Oh. my. goodness.. My heart melted.. he looks just like my Titan when he was his age!!!! So adorable! Good luck with him and welcome!


----------



## Stosh (Jun 26, 2010)

He's so cute! Look at those paws


----------



## Gharrissc (May 19, 2012)

Beautiful baby!


----------



## Tango (Aug 1, 2012)

Thanks for the welcomes!



Freddy said:


> Welcome to you and your boy. As the only other owner of a dog named Tango (that I know of) I have to ask how you came up with the name.


Tango came from the phonetic alphabet and seemed like a great name


----------



## Zeeva (Aug 10, 2010)

Why Helloooooooo there Tango!!!


----------



## Blitzkrieg1 (Jul 31, 2012)

Very Cute!


----------



## Freddy (Apr 23, 2009)

Tango said:


> Thanks for the welcomes!
> 
> 
> 
> Tango came from the phonetic alphabet and seemed like a great name


Just curious. Obviously I like the name and it's uncommon so you're not likely to run across many dogs with it.


----------



## Shade (Feb 20, 2012)

He already knows how to melt hearts, watch out . Absolutely adorable :wub:


----------



## 1sttimeforgsd (Jul 29, 2010)

Hello and Welcome, little Tango is gorgeous and I see he has already mastered claiming the AC floor vent.


----------



## Tango (Aug 1, 2012)

Tango seems to be enjoying his first day away from the litter. We've already been using a spot in the back yard consistently to help potty train him. The hard part is getting him to stop playing with the leash long enough to potty! lol

He loves his tennis ball too 


Move, I dare you! by Fire_For_Effect, on Flickr


----------



## HeyJude (Feb 2, 2011)

He is adorable!


----------



## Tango (Aug 1, 2012)

Just a little update. He seems to have changed colors a couple of times already and now his ears want to stand up


----------



## Gharrissc (May 19, 2012)

I love the name!


----------



## Tango (Aug 1, 2012)

Instead of starting a new thread every time I have a picture, I'll just make this kind of a photo/update blog...

Here is a quick run through of him growing up to the present day:


4months-2 by Fire_For_Effect, on Flickr



On Guard (6 months) by Fire_For_Effect, on Flickr



Agility Training - obstacles by Fire_For_Effect, on Flickr



Tango Off Leash Training by Fire_For_Effect, on Flickr


----------



## Tango (Aug 1, 2012)

That brings us up to present day. He changed colors a few times and grew a little  but he still loves his ball!
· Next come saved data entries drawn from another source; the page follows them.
PR #320, opened 2019-03-16
Fix #313 add macro.catchAbort and macro.catchAssert to syntax

### LINKED ISSUE #313: Macro Editor Help needs update for macro.catchAbort & macro.catchAssert
As it says.  The editor isn't recognizing `macro.catchAbort` & `macro.catchAssert`.

oliver-szymanski:
This change is [Reviewable](https://reviewable.io/reviews/rptools/maptool/320)

### DIFF
--- a/src/main/java/net/rptools/maptool/client/MapToolLineParser.java
+++ b/src/main/java/net/rptools/maptool/client/MapToolLineParser.java
@@ -24,6 +24,8 @@ import java.util.Set;
 import java.util.Stack;
 import java.util.regex.Matcher;
 import java.util.regex.Pattern;
+import java.util.stream.Collectors;
+import java.util.stream.Stream;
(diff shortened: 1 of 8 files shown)


Azhrei:
I would much rather this be done dynamically.  Is there a method call that the code could make that lists all of the variables at runtime instead of hard-coding them?

oliver-szymanski:
Currently the static way is implemented for all special chars,  so I just added them. I like a dynamic approach more anyway, so I will change that (at least for these new special vars)

oliver-szymanski:
Done. Functions can now define specials variables that are picked up in syntax highlighting and auto completion.

Also fixed a Maptool issue, that existing special vars and reserved keywords showed up in syntax highlighting but not in auto completion. Not sure if there was ever a Jira for this latter bug.

JamzTheMan:
Fixes #313

PR #325, opened 2019-03-17
Fix #324 getViewArea was returning an wrong formatted string.

### LINKED ISSUE #324: getViewArea is returning a useless value
It appears that the macro function getViewArea is return a string containing the Java object representation. If I do this: 
```
[getViewArea(0)]
```
I get this returned: 
```
java.awt.Rectangle[x=40,y=50,width=75,height=39]
```
Which I cannot do much with directly. I have to parse it somehow to extract the relevant values. It would be much preferable to have the method return a json object.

Move, I dare you! (8 weeks) by Fire_For_Effect, on Flickr

Mid Jump by Fire_For_Effect, on Flickr

Tango by Fire_For_Effect, on Flickr


----------



## Dejavu (Nov 11, 2010)

Aww, he was too adorable for words as a puppy! He grew up to be so gorgeous.


----------



## Cheyanna (Aug 18, 2012)

What a handsome dog. 


Sent from Petguide.com Free App


----------



## JackandMattie (Feb 4, 2013)

He sure has grown into a handsome young guy! Love how masculine his face is!


----------



## Tango (Aug 1, 2012)

Our breeder emailed me that they have a new litter _(same sire/dam)_ with a silver sable female that would be a perfect buddy for Tango. I'm sure he would love to have a playmate...decisions decisions


----------